3 – Nice and neat description. Don’t tell your life story. Description can’t be too long, or nobody will read it. Make sre it contains all the neccessary information as well as encourages people to buy from you. The one above is a good example. Short, Simple, Social proof. All the technical details are listed below and I didn’t involve them in the screen shot.

Please, remember to learn from top sellers when you analyze competition. Even if you think something might not work, it works. Thay make sales, so it has to be working. Else, how would they do that?

Keep in mind, that the higher the competition, the greater the search volume. Maybe you can find a niche with 2 people in it, but so what if only 10 people monthly search for this? It certainly does work (worked for me), but takes time.

Once you’ve analyzed the market, begin to create your gig. Set yourself some goals. Boundaries. Swear to yourself that you’ll deliver any work on time. People are made to follow rules, and so are you. work out a set of rules for your freelance business and stick to them no matter what.

Now we come to the tough part. You can’t make the big money right away. You already have a well-written gig, nice-looking thumbnail, but still, no reviews. No rating. That is what will make most of people to click on other gigs. You have to have something that tempts them to buy your service, not the 5-star-guy’s. Sad truth is, Price. You’ll have to offer your services at ridiculously low prices. Maybe even for free. The point is, You need to get some reviews and rating before orders start rolling in. 

Now, don’t assume that one review will boost your economy. That’s what I thought. Wrongly. You see, when a guy finally bought my gig, It was a language learning, an online lesson, 45 minutes for $5. I felt thrilled. I will get a review! People will know they can trust me! I shall start seeing more orders rolling in! It was disappointing when I realised that it wasn’t true. It has been 2 months since that time and no one has placed any order, It all just went in vain. 

Now, keep in mind this was only one review. It wasn’t much. I think that once you get 5 or so, things start to get more spicy. As in life, You’d have to be lucky to succeed right away. For most people it takes a lot of trial and error to figure out what works best for them.
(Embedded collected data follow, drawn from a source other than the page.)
PR #2493, opened 2019-06-19
Updated product version in versions.sh

satadruroy:
Bump product version to 1.4.1


satadruroy:
@gaktive has alrrerady a PR open.

PR #2503, opened 2019-06-25
Exclude kube-system namespace from pod-status output

jandubois:
On a multi-node cluster with ingress, minibroker, scf, stratos, and uaa deployed the list of pods already fills the screen. Including kube-system pods pushes some entries below the bottom, making them invisible to `pod-status -w`.

### DIFF
--- a/container-host-files/opt/scf/bin/pod-status
+++ b/container-host-files/opt/scf/bin/pod-status
@@ -3,7 +3,9 @@
 set -o errexit -o nounset
 
 NS=""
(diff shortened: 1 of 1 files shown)


jandubois:
> This makes it impossible to ever look at `kube-system` pods

"_Impossible ... ever_" is quite a strong statement; nothing prevents you from using

```
kubectl get pods --namespace kube-system
```

I never wanted to see the `kube-system` pods via `pod-status`, but I guess I can add a `-s` option or something to include them...

PR #2512, opened 2019-07-01
Revert eirini bump

jimmykarily:
## Description

We need to get back to the working eirini bosh release (0.0.4) until we get the latest to work.


jandubois:
I've rebased this PR on top of latest `develop`, which includes the rollback of the ruby-buildpack bump, which has been breaking tests.

PR #2741, opened 2019-09-10
Support external database server for CCDB &c.

mook-as:
## Description

This adds the option to use an external database server for the CF-internal databases (CCDB, CF-USB, etc., and UAA when it is embedded in the SCF deployment).  This lets administrators handle their own database backups if necessary.

A new job is used to initialize the databases, using the same configuration that the mysql-release uses in mariadb_ctrl.  The user must supply the external database host, port, and credentials.

## Test plan

```bash
$ helm install stable/mariadb --name external-db --namespace external-db --set volumePermissions.enabled=true

$ kubectl wait --namespace external-db --for=condition=ready pod/external-db-mariadb-master-0

$ export EMBEDDED_UAA=true

$ make/run --set env.DB_EXTERNAL_HOST=external-db-mariadb.external-db.svc.cluster.local --set env.DB_EXTERNAL_PORT=3306 --set env.DB_EXTERNAL_USER=root \
    --set secrets.DB_EXTERNAL_PASSWORD="$(kubectl get secret -n external-db external-db-mariadb -o jsonpath='{.data.mariadb-root-password}' | base64 --decode)"
```

## Additional information

- This does not yet support non-embedded UAA.
- This only support MySQL / MariaDB.


container-host-files/etc/scf/config/role-manifest.yml
```diff
@@ -2096,9 +2096,23 @@ instance_groups:
           "uaa.((KUBERNETES_NAMESPACE)).svc",
           "uaa.((KUBERNETES_NAMESPACE)).svc.((KUBERNETES_CLUSTER_DOMAIN))"
         ]
+      properties.uaadb.address: >
+        ((#DB_EXTERNAL_HOST))
+          ((DB_EXTERNAL_HOST))
+        ((/DB_EXTERNAL_HOST))
+        ((^DB_EXTERNAL_HOST))
+          mysql-proxy-set.((KUBERNETES_NAMESPACE)).svc.((KUBERNETES_CLUSTER_DOMAIN))
+        ((/DB_EXTERNAL_HOST))
```
andreas-kupries: I see this construction in a number of places (Nine, actually), this here the first.
Would it make sense to add an `&anchor` here and have all the other places just `*anchor` reference it ?

andreas-kupries: Thanks.

jandubois:
> That is something we may be able to do better, i.e. by not running the pods for the internal database(s).

I don't see an easy way to do this automatically, but we could at least add a `default_feature: mysql` property to the database pods, so you can disable them via `--set enable.mysql=false` in addition to specifying the external database settings.

mook-as:
Thinking about this a bit, we should probably put the DB host / port combo behind a service endpoint so that it's easier to migrate around if it gets removed; that doesn't _really_ help given that the auth credentials will probably need to change too, though.

andreas-kupries:
This PR should be moot now, via https://github.com/SUSE/scf/pull/2832

mook-as:
Superseded by #2832

PR #2748, opened 2019-09-11
check_swapaccounting: fix condition

mook-as:
## Description

We were testing for string non-emptiness (which was always true) rather than string contents, which means that we were not correctly disabling diego-cell when swap is available but swap accounting was not on.

Fixes #2684

## Test plan

- Set up vagrant with swap on, but swapaccounting off
- Try to deploy, it should fail
- Turn off the swap, and try again
- It should pass.


mook-as:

Again, I’m not trying to discourage you. I just don’t want you to feel the way that I felt when it all failed. In fact, it didn’t. I had too high expectations and therefore perceive this experience as failure. Every failure is a lesson, and I hope you gained something from mine.


Fiverr is great. Extremely competitive, but great. Once you punch through that mass, it’s a gold mine. 

You should keep an eye out for scammers, especially when you buy something on Fiverr.

Please, don’t think it’s easy to make money on Fiverr. It’s not at all. There are no get rich quick schemes. It all takes work to achieve success. No matter what success.

Don’t feel discouraged. Feel aware of the downsides and difficulties. Consider if you’re willing to take to challenge.


  • Safe and legit.
  • Free to use, no sign-up fees, you just pay 20% of gig’s value.
  • Great place to outsource your work and get paid for services. 
  • User friendly interface.
  • Pays well after you’ve succeeded and actually started getting the orders.


  • Extremely high competition.
  • Definitely not beginner friendly. You need to know what you’re doing, and how to do it.
  • I guess 20% fee might be a downside, but some sites charge more.
  • You can find scammers there. It all depends what you consider a lot.
  • Definitely is frustrating when you just start since it’s easy to expect too much.

I hope you found this article helpful.

All that’s left for you is to take action. As they say, Nothing ventured, nothing gained. Good luck.